Joan Mirò
Illustri personalità
Description
Following a nervous breakdown caused by his business studies and his work as an accountant, in strong contrast with his artistic vocation, in 1912 he began attending the Galí Academy in Barcelona.
His initial inclinations were in favor of Impressionism and Fauvism, but his move to Paris in 1919 defined his surrealist orientation.
Here he met Picasso and the Dadaists, but the meeting with Max Ernst and his circle made him the "most surrealist of the surrealists".
In 1928, in Paris, he held the exhibition that made him famous, at the Barnheim Gallery and from the 1930s he began to experiment with lithography, etching and sculpture.
His works are the lyrical and symbolic representation of reality.

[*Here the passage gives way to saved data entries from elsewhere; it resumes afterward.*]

PR #799, opened 2026-06-05
Retry Giphy GIF loads on transient CDN errors

kristofferremback:
## Problem

A Giphy GIF on a sent message could fail to load after a transient CDN/network blip and stay broken until a full page refresh (see the bottom message in the reported screenshot — a broken-image placeholder while other GIFs rendered fine).

The shared renderer `apps/frontend/src/components/giphy/giphy-image.tsx` rendered a bare ``&lt;img src={url} loading="lazy"&gt;`` with no `onError` handling. The browser does not retry a failed image load on its own, so a single failed request left that GIF permanently broken until a fresh page load created a new `` element.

Evocative transposition of the impulses of the unconscious and memory; a crowding of elementary graphic signs and deformations with bright and brilliant colors immersed in a suspended and enchanted atmosphere.
Miró completely abandoned traditional painting in favor of abstraction.
After the civil war, he returned to Spain and lived between Barcelona and Palma de Mallorca.
In these years he created the famous Constellations and from the 1940s he created numerous mural decorations and monumental sculptures (Hotel Terrcace Palace in Cincinnati -1947, UNESCO Palace in Paris -1958).
In 1972 he founded the Fundació Joan Miró and in recent years he was awarded numerous prizes and recognitions.
In 1980 the Catalan Master inspired the Maggio Mirò in Montecatini Terme.
His friend Carlos Franqui, then resident in the spa town, was the organizer and guaranteed the artist's presence.
Who created as a gift to the city that celebrates him Dona Voltada d’un Vol d’Ocells, in Italian Woman wrapped in a bird's flight.
Who created as a gift to the city that celebrates him Dona Voltada d’un Vol d’Ocells, in Italian Woman wrapped in a bird's flight.
Unfortunately, the artist never came to Montecatini due to a domestic accident, but the large canvas is now exhibited at the Mo.C.A. – Montecatini Terme Comtemporary Art.
Mirò died three years later, in 1983, in Palma de Mallorca.